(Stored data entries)
◇ ◇ ◇ ◇ ◇ ◇ ◇

PR #2861, opened 2021-09-08
Refactored and filtered general report data

northwestwitch:
Fix #2813.

- Filtered case key/values
- Filtered case individuals key/values
- Filtered institute key/values
- Filtered variants key/values (there is still a lot of information but it's required in the report)
- Modified variants list and arranged in this object:
variants = {
 "causatives_detailed" : [],
 "partial_causatives_detailed" : [],
 "suspects_detailed": [],
 "classified_detailed": [],
 "tagged_detailed": [],
 "tier_detailed": [],
 "dismissed_detailed": []
} 

**How to test**:
1. Install on stage and compare with branch master. General report produced with this branch should be exactly the same as the one produced by master branch.
2. Use the api to retrieve report data. It should contain all the required json info to produce the report

**Expected outcome**:
The functionality should be working
Take a screenshot and attach or copy/paste the output.

**Review:**
- [ ] code approved by
- [ ] tests executed by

◇ ◇ ◇ ◇ ◇ ◇ ◇

**EXERCISE**
One number is the full answer: how many lines of the records include the string "variants".

**THE ANSWER**
3